Work to be completed. Write out, without any change, the lines in the material below that run from the line with "change to use" through the line with "Update to use", both included.

---------- Records to use ----------

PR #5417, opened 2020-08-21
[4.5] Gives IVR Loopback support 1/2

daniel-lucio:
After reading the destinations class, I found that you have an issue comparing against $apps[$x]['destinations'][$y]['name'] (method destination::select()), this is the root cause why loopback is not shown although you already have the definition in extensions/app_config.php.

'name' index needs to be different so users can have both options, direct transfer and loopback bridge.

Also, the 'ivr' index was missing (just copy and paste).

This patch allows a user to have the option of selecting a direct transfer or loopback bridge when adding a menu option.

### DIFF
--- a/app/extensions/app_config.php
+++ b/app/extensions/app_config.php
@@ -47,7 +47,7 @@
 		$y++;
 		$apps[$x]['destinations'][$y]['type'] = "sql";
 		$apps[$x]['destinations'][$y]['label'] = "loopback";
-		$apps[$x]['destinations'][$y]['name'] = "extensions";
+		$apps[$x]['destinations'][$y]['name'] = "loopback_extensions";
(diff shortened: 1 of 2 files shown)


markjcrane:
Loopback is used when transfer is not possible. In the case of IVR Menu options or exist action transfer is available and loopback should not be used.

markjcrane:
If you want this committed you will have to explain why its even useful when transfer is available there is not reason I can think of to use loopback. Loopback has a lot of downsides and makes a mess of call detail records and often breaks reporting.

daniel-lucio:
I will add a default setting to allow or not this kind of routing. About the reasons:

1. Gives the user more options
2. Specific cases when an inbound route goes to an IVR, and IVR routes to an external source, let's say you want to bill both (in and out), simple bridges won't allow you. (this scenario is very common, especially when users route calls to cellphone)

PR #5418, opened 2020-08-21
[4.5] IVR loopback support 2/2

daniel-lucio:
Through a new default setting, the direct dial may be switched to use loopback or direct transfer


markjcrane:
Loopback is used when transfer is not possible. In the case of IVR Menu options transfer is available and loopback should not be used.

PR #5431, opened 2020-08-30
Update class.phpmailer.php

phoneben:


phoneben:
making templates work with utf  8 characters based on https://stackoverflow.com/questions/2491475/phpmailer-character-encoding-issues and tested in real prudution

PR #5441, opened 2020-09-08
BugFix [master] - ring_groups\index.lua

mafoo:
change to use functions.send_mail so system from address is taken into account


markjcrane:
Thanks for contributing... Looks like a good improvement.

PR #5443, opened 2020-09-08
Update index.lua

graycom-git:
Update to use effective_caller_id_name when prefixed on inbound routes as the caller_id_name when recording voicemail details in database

----------
---------- Records to use ----------

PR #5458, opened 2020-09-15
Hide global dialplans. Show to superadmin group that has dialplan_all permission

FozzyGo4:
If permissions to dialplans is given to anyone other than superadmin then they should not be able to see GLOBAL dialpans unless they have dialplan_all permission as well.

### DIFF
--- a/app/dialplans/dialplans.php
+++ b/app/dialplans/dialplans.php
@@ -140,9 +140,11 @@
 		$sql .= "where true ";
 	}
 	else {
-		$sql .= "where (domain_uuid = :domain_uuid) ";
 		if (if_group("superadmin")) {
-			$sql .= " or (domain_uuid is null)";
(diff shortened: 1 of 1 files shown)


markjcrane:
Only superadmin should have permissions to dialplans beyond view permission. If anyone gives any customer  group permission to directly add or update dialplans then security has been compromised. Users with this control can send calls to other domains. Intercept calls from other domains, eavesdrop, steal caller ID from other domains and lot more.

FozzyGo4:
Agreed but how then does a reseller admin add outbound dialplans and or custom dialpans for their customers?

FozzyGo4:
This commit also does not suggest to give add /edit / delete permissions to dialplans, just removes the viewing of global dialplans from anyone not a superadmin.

----------
---------- Records to use ----------

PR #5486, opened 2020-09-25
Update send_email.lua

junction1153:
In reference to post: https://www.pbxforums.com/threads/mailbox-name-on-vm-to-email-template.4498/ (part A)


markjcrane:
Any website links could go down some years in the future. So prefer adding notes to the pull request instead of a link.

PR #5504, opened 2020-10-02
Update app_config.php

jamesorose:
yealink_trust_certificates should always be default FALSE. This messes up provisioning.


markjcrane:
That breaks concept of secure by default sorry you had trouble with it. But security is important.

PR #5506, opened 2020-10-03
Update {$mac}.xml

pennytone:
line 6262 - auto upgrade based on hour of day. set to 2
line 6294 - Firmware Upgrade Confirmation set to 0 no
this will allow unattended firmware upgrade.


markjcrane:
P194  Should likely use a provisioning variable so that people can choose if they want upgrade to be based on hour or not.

----------

Written solution.
change to use functions.send_mail so system from address is taken into account


markjcrane:
Thanks for contributing... Looks like a good improvement.

PR #5443, opened 2020-09-08
Update index.lua

graycom-git:
Update to use effective_caller_id_name when prefixed on inbound routes as the caller_id_name when recording voicemail details in database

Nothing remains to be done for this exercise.